Rights groups urge review of EIA report
Dr Kazi Maruful Islam, convener of BWGED and professor at the department of development studies of Dhaka University, said: “The EIA report shows that the presence of every pollutant particle in the air around Banshkhali power plant is much higher than levels permitted by Bangladeshi air quality standards.
“Coal-based power plants fall under the red list business category. For this purpose, they should have measured the data while keeping the worst-case scenario in mind, whereas the report only took general-level data,” he added.
When Dhaka Tribune contacted Lauri Myllyvirta, lead analyst of CREA, he said claims that mercury might be absent from coal were outlandish.
“There is no coal available on the market that does not contain mercury. If there was a decision or a commitment to purchase coal with low mercury content, that would have to be written down in the environmental management plan and in the environmental permit of the project, so that the commitment is enforceable,” he said.
“Even if coal with relatively low mercury content was burned, there would regardless be mercury emissions and mercury-containing combustion wastes that should be addressed in the environmental impact assessment,” the lead analyst added.
The CREA report said a 24-hour daily sampling for a full year is required to measure annual pollutant concentrations for any standard compliance EIA report. However, the EIA report for S Alam Group’s clearance only collected data for eight hours a day.
Mohammed Mukhteruzzaman, environmental specialist at the Centre for Environmental and Geographic Information Services (CEGIS), the organization that carried out the EIA assessment for the SS Power Plant, said: “The assessment was conducted in 2015. Back then, the place was in turmoil and was not very favourable to conduct a 24-hour-long study. We took the data for 8 hours, but there is a formula to convert the data into a 24-hour formula; it is an accepted procedure.

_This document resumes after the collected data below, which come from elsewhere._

PR #8531, opened 2020-07-13
Value curve

toledoal:
Hi! 😃 

This PR has fixes for the following bugs in #8478 

1. Value box should be empty and disabled if no key frames are selected
2. The value box is not working. 
3. Connect value and frame boxes to Keyframe dragging. *When dragging the selected keyframe we update the values in frame and value input boxes. *We still have bug "Key frame should be able to be dragged back to 0 if it is the first one"

3. Frame Input should not reposition Playhead. *We need to decide what to do when: a) what is the default Playhead frame, currently starts at frame 0. We don't reposition Playhead on keyframe value/frame change.


inspector/src/components/actionTabs/tabs/propertyGrids/animations/animationCurveEditorComponent.tsx
```diff
@@ -38,8 +38,8 @@ interface ICanvasAxis {
 }
 
 export interface IActionableKeyFrame {
-  frame: number;
-  value: any;
+  frame?: number | string;
```
sebavan, line 41: Why would a frame be a string here ?

inspector/src/components/actionTabs/tabs/propertyGrids/animations/animationCurveEditorComponent.tsx
```diff
@@ -38,8 +38,8 @@ interface ICanvasAxis {
 }
 
 export interface IActionableKeyFrame {
-  frame: number;
-  value: any;
+  frame?: number | string;
+  value?: any;
```
sebavan, line 42: This should be a number

inspector/src/components/actionTabs/tabs/propertyGrids/animations/animationCurveEditorComponent.tsx
```diff
@@ -296,24 +296,50 @@ export class AnimationCurveEditorComponent extends React.Component<
     }
   }
 
+  getKeyframeValueFromAnimation(id: string) {
+    const animation = this.state.selected as Animation;
+    const index = parseInt(id.split('_')[3]);
```
sebavan, line 301: Those constructs look error prone ?

inspector/src/components/actionTabs/tabs/propertyGrids/animations/animationCurveEditorComponent.tsx
toledoal: These properties are the ones connected to the input box. So this is for the case of an empty/disabled input box, so we can have an empty value, if not we force the input to always have a 0.

inspector/src/components/actionTabs/tabs/propertyGrids/animations/animationCurveEditorComponent.tsx
toledoal: I have an SVG curve id created based on the coordinate, the key index, and the name. This is to have a way to match the Keyframe in the animation and the SVG representation. Let me think of another way to sync those...

sebavan: If not possible it is fine if you create it as well and this is not a client input. but in this case, maybe adding a helper encode/decode would make it more obvious and less subject to maintenance issues.

inspector/src/components/actionTabs/tabs/propertyGrids/animations/animationCurveEditorComponent.tsx
sebavan: this is already number | undefined with the question mark. So I think you might not need the string if undefined is used in case of empty or invalid string ?

toledoal: There is an update I'll do to this after a review today.

inspector/src/components/actionTabs/tabs/propertyGrids/animations/animationCurveEditorComponent.tsx
toledoal: Ah. Great idea! I'm using this in a couple of places. So, yes, this is a benefit. I'll create that method/function

toledoal:
I think I'm going to need more time fixing this 😃

toledoal:
Hello! So, I finally was able to add the correct behavior for these inputs. Only upon the 'enter' key we now update the values. If the user goes away from the inputs we disabled them. When updating the value on each frame or value and enter key, we update the value on thus the selected keyframe.

sebavan:
Could you also do the value change on the blur event ???

toledoal:
Ah, good option. Yes. I think I need to verify if the value is not empty. 😃

sebavan:
LGTM I ll merge into

PR #8540, opened 2020-07-15
Gizmo Node support

CedricGuillemet:
Gizmo support for Node (TransformNode, Bone, Mesh,...)
The principle is to work on the world matrix in the gizmo, then, put it in parent space (if any parent) and update local matrix for bones or position/rotation/scaling for TransformNode. This is done in ```_matrixChanged``` function.

I didn't update boundingBoxGizmo nor gizmoManager as I don't think it makes sens outside of meshes. Let me know what you think.

Interface is the same with added property called ```attachedNode```


deltakosh:
Some tests are failing Burt else LGTM

src/Gizmos/axisDragGizmo.ts
```diff
@@ -3,7 +3,7 @@ import { Nullable } from "../types";
 import { PointerInfo } from "../Events/pointerEvents";
 import { Vector3, Matrix } from "../Maths/math.vector";
 import { TransformNode } from "../Meshes/transformNode";
-import { AbstractMesh } from "../Meshes/abstractMesh";
+import { Node } from "..";
```
sebavan, line 6: Should probably need the ../node

src/Gizmos/positionGizmo.ts
```diff
@@ -4,6 +4,7 @@ import { Nullable } from "../types";
 import { Vector3 } from "../Maths/math.vector";
 import { Color3 } from '../Maths/math.color';
 import { AbstractMesh } from "../Meshes/abstractMesh";
+import { Node } from "..";
```
sebavan, line 7: same here

PR #8542, opened 2020-07-16
Added support for the alpha component to the SSR post-process

Popov72:
See https://forum.babylonjs.com/t/ssr-does-not-support-transparent-background/12432


julien-moreau:
You rox !!

PR #8554, opened 2020-07-20
Value Axis

toledoal:
Hello! 😃  
This PR has a fix for the correct values on the Value axis bug "Value scale is wrong and cannot change scale for types (int, float, color)." in #8478. 

I still need to work on the scale types. Currently, it only works for the float type. So this PR only addresses that part.


inspector/src/components/actionTabs/tabs/propertyGrids/animations/animationCurveEditorComponent.tsx
```diff
@@ -226,17 +226,19 @@ export class AnimationCurveEditorComponent extends React.Component<
   }
 
   setValueLines() {
-    const initialValues = new Array(10).fill(0).map((s, i) => {
-      return { value: i * 10, label: -i };
+    const initialValues = new Array(10).fill(0).map((_, i) => {
+      return { value: i * 10, label: 2 * ((10 - i) / 10) };
```
RaananW, line 230: Is there a reason why this one is 2 * (10-i) / 10 and not `(10-i) / 5` ? It will be more consistent with the next calculation, which is `((i + 10) * -1) / 5`.

sebavan: Agree with Raanan and could you put the magic formulas in dedicated functions so that it helps with maintenance ???

toledoal: Yes, so the number 2, right now, is because by default we show the user values from 0 to 2 (for float type) on the screen. And the middle value is 1. The next calculation creates the values on the drag up or down of the screen. Yes, my plan is to separate (specify) this magic formula for other scales. 😄  So we eventually have (hopefully) one function and just send the proper ranges to recreate this one.

sebavan: Yup so would be cool to start creating it within this PR to enhance readibility.

sebavan: THX

deltakosh:
up?

toledoal:
This one still needs more work. Because I just realized the axis values are printed correctly on the graph, but the actual values on the keyframe are not right.

sebavan:
Let me know once ok to merge on your side and I ll do it with the nightly :-) The style changes make it difficult to review :-)

toledoal:
Sorry, my prettier config went crazy. Let me try to set it back so it is not difficult to read.

toledoal:
Ok, finally I got it working 😃

sebavan:
Great I ll make a nightly and @PirateJC will be able to start testing :-)

PR #8556, opened 2020-07-20
Gizmo axis thickness

CedricGuillemet:
optional parameter to set axis thickness 

https://forum.babylonjs.com/t/enlarge-the-thickness-of-the-axes-in-gizmos/10277


RaananW:
Just need to solve the what's new conflicts

PR #8557, opened 2020-07-20
Fix docs Matrix.RotationYawPitchRoll and Matrix.RotationYawPitchRollT…

VSerain:
In the documentation “pitch” and “roll” are marked for axis X, but “roll” should be for the Z axis !

https://forum.babylonjs.com/t/error-in-matrix-documentation/12669


deltakosh:
Thanks!

PR #8559, opened 2020-07-20
Boundingbox gizmo jitter & fix point/directional light update

CedricGuillemet:
2 fixes for the price of 1.
first:
https://forum.babylonjs.com/t/max-gizmo-size/12374/3
In pointer drag behavior there was a gimbal lock when the axis for the plane is colinear to the camera direction. This results in pseudo random directed planes and jittering in scales for bounding box gizmo. The same behavior applies to other features that use this code.
second:
missing check for matrix update for light gizmos 
https://forum.babylonjs.com/t/unable-to-move-rotate-lights-using-scene-explorer-position-rotation-modes/12673/2


deltakosh:
There is a linting issue :)

PR #8561, opened 2020-07-20
Texture Inspector Design Refresh

DarraghBurkeMS:
Implements many of the UI elements designed by @PatrickRyanMS, including:
- New layout with properties on the top, tools on the left, and channels on the right
- 21 SVG icons for all buttons

Also implements several other features:
- Saving texture to local file
- Resetting texture to original state
- Channel mixing - now you can mix and match channels rather than just isolating single channels
- Face switching for cubemaps
- Grab pixel data under the cursor

The code for external tool loading is in now (using loadScript rather than eval), but there is no UI for adding tools at the moment. This means it is also impossible to modify the texture in the present state.


deltakosh:
Overall really good!. Some feedback (using this scene: https://www.babylonjs-playground.com/#AWQ0HM)

- no tooltip on buttons
- clicking on texture named "no name" crashes
- clicking on Edit on a new texture does not open a new window or replace the current texture in the texture inspector
- not sure what the dark background means when you click on the letter:
image
- clickable buttons must have a pointer: cursor (including the channels on the right)
-

DarraghBurkeMS:
> Overall really good!. Some feedback (using this scene: https://www.babylonjs-playground.com/#AWQ0HM)
> 
> * no tooltip on buttons
> * clickable buttons must have a pointer: cursor (including the channels on the right)

Fixed, thanks!

> * clicking on texture named "no name" crashes

Wasn't able to reproduce this one using the same playground on the latest version of the code. Did you open a different texture first maybe?

> * clicking on Edit on a new texture does not open a new window or replace the current texture in the texture inspector

Looks like this issue exists for the curve editor as well; it is related to way we are handling pop ups. I am investigating right now. Hopefully we can get multiple pop out windows open at the same time - inspecting multiple textures could be a useful workflow.

> * not sure what the dark background means when you click on the letter:
>   image

The idea is that you can "lock" a channel so that any edits won't be applied to that channel. So if you only want to edit the alpha channel, you could lock R, G & B. That feature isn't implemented yet though

deltakosh:
> Hopefully we can get multiple pop out windows open at the same time - inspecting multiple textures could be a useful workflow.
Agree!

> That feature isn't implemented yet though
So let's not enable it for now as this could be misleading

DarraghBurkeMS:
@deltakosh Fixed the issue with editing a different texture. When you click "Edit" with a window open:
- If it's the same texture, nothing will happen
- If it's a different texture, the original window will close and a new one will open

I also fixed a couple other bugs in the inspector that were causing it to crash.

inspector/src/components/actionTabs/lines/textureLineComponent.tsx
```diff
@@ -49,28 +49,28 @@ export class TextureLineComponent extends React.Component<ITextureLineComponentP
         this.updatePreview();
     }
 
-    updatePreview() {
+   async updatePreview() {
```
DarraghBurkeMS, line 52: Hope using async/await is okay here...I thought it was cleaner than Promises

inspector/src/components/actionTabs/tabs/propertyGrids/materials/texturePropertyGridComponent.tsx
```diff
@@ -37,17 +37,24 @@ interface ITexturePropertyGridComponentProps {
     onPropertyChangedObservable?: Observable<PropertyChangedEvent>
 }
 
-export class TexturePropertyGridComponent extends React.Component<ITexturePropertyGridComponentProps> {
+interface ITexturePropertyGridComponentState {
```
DarraghBurkeMS, line 40: I migrated this to state because we want to trigger a re-render every time we open or close the texture editor popout

inspector/src/components/actionTabs/tabs/propertyGrids/materials/texturePropertyGridComponent.tsx
```diff
@@ -230,7 +247,7 @@ export class TexturePropertyGridComponent extends React.Component<ITextureProper
                     <AnimationGridComponent globalState={this.props.globalState} animatable={texture} scene={texture.getScene()!} lockObject={this.props.lockObject} />
                 }
                 {
-                    (texture as any).rootContainer &&
+                    (texture as any).rootContainer && this._adtInstrumentation &&
```
DarraghBurkeMS, line 250: If this is undefined it can cause the inspector to crash

inspector/src/components/actionTabs/lines/textureLineComponent.tsx
deltakosh: it is no problem at all (we do not support IE for the inspector)

deltakosh:
Perfect! LGTM!

PR #9050, opened 2020-09-29
Texture: Add a property to avoid deformations when rotating the texture and us…

Popov72:
…ing non-uniform scaling.

See https://forum.babylonjs.com/t/texture-rotation-not-working-for-non-square-images/14482

PG: https://www.babylonjs-playground.com/#T32V41#22

### DIFF
--- a/src/Materials/Textures/texture.ts
+++ b/src/Materials/Textures/texture.ts
@@ -1,7 +1,7 @@
 import { serialize, SerializationHelper } from "../../Misc/decorators";
 import { Observable } from "../../Misc/observable";
 import { Nullable } from "../../types";
-import { Matrix, Vector3 } from "../../Maths/math.vector";
+import { Matrix, TmpVectors, Vector3 } from "../../Maths/math.vector";
 import { BaseTexture } from "../../Materials/Textures/baseTexture";
 import { Constants } from "../../Engines/constants";
 import { _TypeStore } from '../../Misc/typeStore';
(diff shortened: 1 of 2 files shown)


src/Materials/Textures/texture.ts
```diff
@@ -456,7 +466,11 @@ export class Texture extends BaseTexture {
             this.vScale === this._cachedVScale &&
             this.uAng === this._cachedUAng &&
             this.vAng === this._cachedVAng &&
-            this.wAng === this._cachedWAng) {
+            this.wAng === this._cachedWAng &&
+            this.uRotationCenter === this._cachedURotationCenter &&
+            this.vRotationCenter === this._cachedVRotationCenter &&
+            this.wRotationCenter === this._cachedWRotationCenter &&
+            this.homogeneousRotationInUVTransform === this._cachedHomogeneousRotationInUVTransform) {
```
deltakosh, line 473: I would vote for testing the rotationCenter only if homogeanous is true (that could save 3 tests for each texture matrix per frame)

Popov72: Those variables are also used in the "legacy" case and to me it appears it was a bug in the previous code: updating any of these values would not update the matrix whereas it should do.

Popov72:
Regarding the build failing, it fails in the "npm install" step, I don't know what it means...

deltakosh:
That makes sense!
The build crashing is weird..

wtesler:
Hi, this is hellowill89 from the forum thread. 

Very nice work @Popov72 !

I roughly added your changes in this playground and confirmed the changes do produce the desired result:

https://www.babylonjs-playground.com/#T32V41#23

Popov72:
It is showing some errors with linting and "build and unit tests" but when clicking to see the detail there's no error...

deltakosh:
Ok let me merge :)
I'll run a nightly

wtesler:
Thanks so much everyone. Really appreciated the quick turnaround.

deltakosh:
always :)

Issue #8972, opened 2020-09-15
Add noMipmap option to photoDome config


Exolun:
My team is interested in using mipMaps on certain photoDomes.  Any chance we could get a `noMipmap` flag added to the config object to enable initializing with mipmaps?

Thanks!

deltakosh:
Sure thing!

RaananW:
generateMipMaps flag added to options

PR #9051, opened 2020-09-29
No mip map option added to photo dome

RaananW:
Fixing #8972 

Was not added to the video texture, as video texture mipmaps can be very expensive.

### DIFF
--- a/src/Helpers/photoDome.ts
+++ b/src/Helpers/photoDome.ts
@@ -55,7 +55,7 @@ export class PhotoDome extends TextureDome<Texture> {
     }
 
     protected _initTexture(urlsOrElement: string, scene: Scene, options: any): Texture {
-        return new Texture(urlsOrElement, scene, true, !this._useDirectMapping, undefined, undefined, (message, exception) => {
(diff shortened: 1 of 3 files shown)


src/Helpers/photoDome.ts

“Moreover we conducted an air shape assessment in the adjacent 50x50km area, to analyze what type of pollutants are present in the surrounding area of the power plant. This is a more recent study, which I think the report failed to consider since they studied only the first unit of the power plant,” he added.
String of controversies
On April 17, five workers of the power plant were killed by police for protesting wage issues. Before that, on April 4, 2016, four villagers were killed during a clash over acquisition of land for the power plant project.
The Bangladesh Environment Lawyers Association (BELA) obtained the EIA report from a government source and sought assistance from CREA to study it.
BELA Chief Executive Syeda Rizwana Hasan said: “An EIA report is a public document; their first offense is trying to make it unavailable for the public. Why would they hide it if there is nothing wrong? I think the DoE had immense political pressure to issue clearance for this particular power plant. As we can all see, this project has been violating law after law since the beginning.”
She added that BELA would present the findings of CREA to the DoE very soon and ask it not issue any further EIA clearance for Banshkhali power plant unless breaches of compliance are rectified.
“There is already a case pending in court against S Alam for the killing of labourers recently. If needed, we will go to court again,” she added.
When asked what the next step to address this issue could be, a BWGED official said: “I believe our DoE is capable of reviewing such reports and mitigating emissions if it really has that intention to do so.
“Even if we consider that there has been a mistake in issuing the initial EIA report, it can monitor and review the Environment Management Plan (EMP), which is a crucial document of how it is planning to manage air pollutants and other industrial waste,” the official added.